Nous avons l’ambition de devenir leader mondial. Rien de plus, rien de moins. Nous sommes en ce moment même en train de rejoindre des consortiums avec des acteurs majeurs de l’Open source en France, et nous avons déjà le soutien technique de la meilleure entreprise au monde de carte graphique Nvidia, la meilleure au monde en matière de cloud AWS, et l’une des meilleures d’Europe en matière d’intelligence artificielle, Reply. Il n’y a donc aucune raison objective pour ne pas être ambitieux et viser la première place. Nos modèles sont déjà classés parmi les meilleurs sur le leaderboard de Hugging face. Llama 2 a été entraînée sur peu de français, comme beaucoup d’autres modèles open source venus des Etats-Unis, nous compensons cette lacune linguistique et nous apportons notre propre méthodologie de fine-tuning.
FM : Selon vous, quelles sont les questions que posent l’utilisation de l’IA en général ?

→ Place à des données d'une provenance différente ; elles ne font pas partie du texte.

PR #594, opened 2024-03-23
fix mix_dataset_sample float

Jintao-Huang:


Jintao-Huang:
fix issue: https://github.com/modelscope/swift/issues/593

PR #872, opened 2024-05-07
fix list index out of range bugs of model_name and model_author 

tiandiweizun:
# PR type
- [x] Bug Fix
- [ ] New Feature
- [ ] Document Updates

# PR information
fix list index out of range bugs of model_name and model_author


swift/llm/utils/dataset.py
```diff
@@ -1157,9 +1157,9 @@ def _preprocess_self_cognition_dataset(
     # model_name: Tuple[zh, en]
     assert model_name[0] is not None
     assert model_author[0] is not None
-    if model_name[1] is None:
+    if len(model_name) == 1:
```
Jintao-Huang: 要不 len(model_name) == 1 or model_name[1] is None

tiandiweizun: https://github.com/modelscope/swift/pull/885

PR #879, opened 2024-05-08
fix swift cli exit code if subprocess is failed

pitt-liang:
# PR type
- [x] Bug Fix
- [ ] New Feature
- [ ] Document Updates

# PR information

Job executed on remote machine relies on the exit code of the command to determine if the job is successful or a failure. Currently, the swift cli always returns an exit code of 0, which leads to a situation where even if the training job actually fails, it is still considered successful at the job level.

## Experiment results

before 
image

current PR branch test result:

image

### DIFF
--- a/swift/cli/main.py
+++ b/swift/cli/main.py
@@ -61,7 +61,9 @@ def cli_main() -> None:
     else:
         args = ['torchrun', *torchrun_args, file_path, *argv]
     print(f"run sh: `{' '.join(args)}`", flush=True)
-    subprocess.run(args)
+    result = subprocess.run(args)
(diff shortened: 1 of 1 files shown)


Jintao-Huang:
Hello~ Thank you for your code. Please pass the lint test.

https://github.com/modelscope/swift/blob/main/CONTRIBUTING_CN.md#%E4%BB%A3%E7%A0%81%E8%A7%84%E8%8C%83%E5%92%8C%E5%BC%80%E5%8F%91%E6%96%B9%E5%BC%8F

tastelikefeet (approved):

WE : Il faut réfléchir à la question idéologique des données et des algorithmes utilisés. Si vous posez une question à un modèle comme ChatGPT, sur la famille ou sur la géopolitique par exemple, la réponse qu’il va donner aujourd’hui est culturellement orientée et sera typée européenne ou nord-américaine. Mais d’autres courants de pensées existent dans le monde ! Donc il est nécessaire d’avoir des IAs entrainées sur tous ces différents jeux de données. Il y a plusieurs perceptions de la morale, de la vie. Il faut que l’IA reflète ces différences. Mais le contraire est en train de se passer… un groupe d’acteurs américains imposent leur logique et même peut-être bientôt leur législation.

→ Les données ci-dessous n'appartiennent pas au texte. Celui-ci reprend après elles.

PR #1193, opened 2024-06-20
Fix dataset concatenation

tastelikefeet:
# PR type
- [x] Bug Fix
- [ ] New Feature
- [ ] Document Updates

# PR information

Dataset concatenation may raise following errors:

```text
_check_if_features_can_be_aligned
    raise ValueError(
ValueError: The features can't be aligned because the key history of features {'system': Value(dtype='null', id=None), 'history': Sequence(feature=Sequence(feature=Value(dtype='string', id=None), length=-1, id=None), length=-1, id=None), 'query': Value(dtype='string', id=None), 'response': Value(dtype='string', id=None)} has unexpected type - Sequence(feature=Sequence(feature=Value(dtype='string', id=None), length=-1, id=None), length=-1, id=None) (expected either Sequence(feature=Value(dtype='null', id=None), length=-1, id=None) or Value("null").
```

This is because some dataset has empty values and None values, and another one has normal history values, so the arrow_dataset will treat them as difference types.

How to solve:

reduce column after the dataset instantiated, and before the concatenation.

## Experiment results

### DIFF
--- a/swift/llm/utils/dataset.py
+++ b/swift/llm/utils/dataset.py
@@ -2262,6 +2262,7 @@ def get_dataset(
             if 'history' in ds.features:
                 features = ds.features.copy()
                 features['_history'] = Sequence(feature=Sequence(feature=Value(dtype='string')))
+            if 'system' in ds.features:
                 features['_system'] = Value(dtype='string')
             ds = ds.map(_reduce_column, load_from_cache_file=False, features=features)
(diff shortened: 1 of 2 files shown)


Jintao-Huang (approved):

zodiacg:
这个补丁没有发布吗？遇到这个问题了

L’Europe peut être plus qu’un régulateur et devenir un acteur. L’IA pose des questions éthiques profondes. Dans le domaine des drones que je connais, on se pose la question des robots tueurs et du niveau d’autonomie qu’on accorde à un drone qui doit frapper une cible. Aujourd’hui techniquement, presque tout est possible, sans tomber dans la science-fiction non plus, vu que l’homme garde encore le contrôle. Le reste est une question de décision politique et militaire.

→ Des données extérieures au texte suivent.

PR #1334, opened 2024-07-09
fix florence model

hjh0119:
# PR type
- [x] Bug Fix
- [ ] New Feature
- [ ] Document Updates

# PR information
Add length truncation for Florence models: https://github.com/modelscope/swift/issues/1267
Add the InternVL2-40B model


lucasjinreal:
Hi, I think force the lenght of attention mask and input ids might not be a good way.

We need passing the training samples maybe? if the content length extremly large, it's better drop it than train on a trucated one

Jintao-Huang (approved):

lucasjinreal:
Can we set max lenght to 4096?

hjh0119:
> Can we set max lenght to 4096?

You can manually set the parameter `--max_length`, but unexpected results may occur because the model itself does not support very long lengths.

lucasjinreal:
I found I still got same error ,when set max-length to 2048.
WHy

lucasjinreal:
It's really can not exceed 1024, limit to 1024 then everything is OK, why???

PR #289, opened 2024-09-02
Fix Compiler Bug.

ThePlayerRolo:


src/pc/djui/djui_panel_mod_menu.c
```diff
@@ -88,6 +88,7 @@ static void djui_panel_mod_menu_mod_create_element(struct DjuiBase* parent, int
             break;
         }
         case MOD_MENU_ELEMENT_MAX:
+        break;
```
AgentXLP: Indent this `break;`

docs/lua/examples/Custom Text Example.lua
AgentXLP, line 1: This file already exists, git weirdness?

ThePlayerRolo: Yup, Idk why it wants to remerge it.

PR #294, opened 2024-09-02
Fix building on linux

ThePerfectMario64:


ThePerfectMario64:
better version of this #295

PR #295, opened 2024-09-02
Fix build on Linux

TheEssem:
The newly added Mumble support fails to build on Linux due to the lack of the `libc.h` header (my assumption is that the non-Windows includes were mainly tested on macOS, where that header does exist). This replaces it with an include for the `unistd.h` header, which works on both macOS and Linux and is where the `getuid` function is actually defined.


ThePerfectMario64:
bro i already did this

ThePerfectMario64:
but this sleeker

TheEssem:
> bro i already did this

Apologies, I didn't notice your PR.

PR #310, opened 2024-09-08
Metal as it's own recolor option

ThePerfectMario64:
fixed max lights
fixed the config setting
fixed recolor equaling to emblem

Une autre problématique : il ne faut pas que l’AI Act européen, qui devrait entrer en vigueur en 2024, tue l’innovation en créant ce qu’on appelle de la “regulatory capture”. C’est une méthode classique des gros acteurs et surtout des startups américaines, qui après avoir levé des fonds, jouent la carte de la terreur pour influencer les lois et créer des cadres juridiques qui deviendront des barrières à l’entrée pour leurs concurrents. Ne soyons pas naïfs en France et en Europe. Il faut réguler l’IA, mais il faut la réguler de manière intelligente.
Pour conclure, je pense que l’intelligence artificielle est la plus grande révolution de ce début de millénaire, et les nations du monde, doivent s’emparer du sujet. Ce serait contre-productif de laisser le monde évoluer vers une situation dans laquelle on aurait le choix entre soit une IA américaine, soit une IA chinoise. Une troisième voie est possible et nous comptons bien la créer. Il faut que les jeunes entrepreneurs réalisent que l’open source est une arme qui vous permet de briser les barrières à l’entrée et de créer des communautés de talent. La révolution de l’IA passera obligatoirement par une démarche ouverte.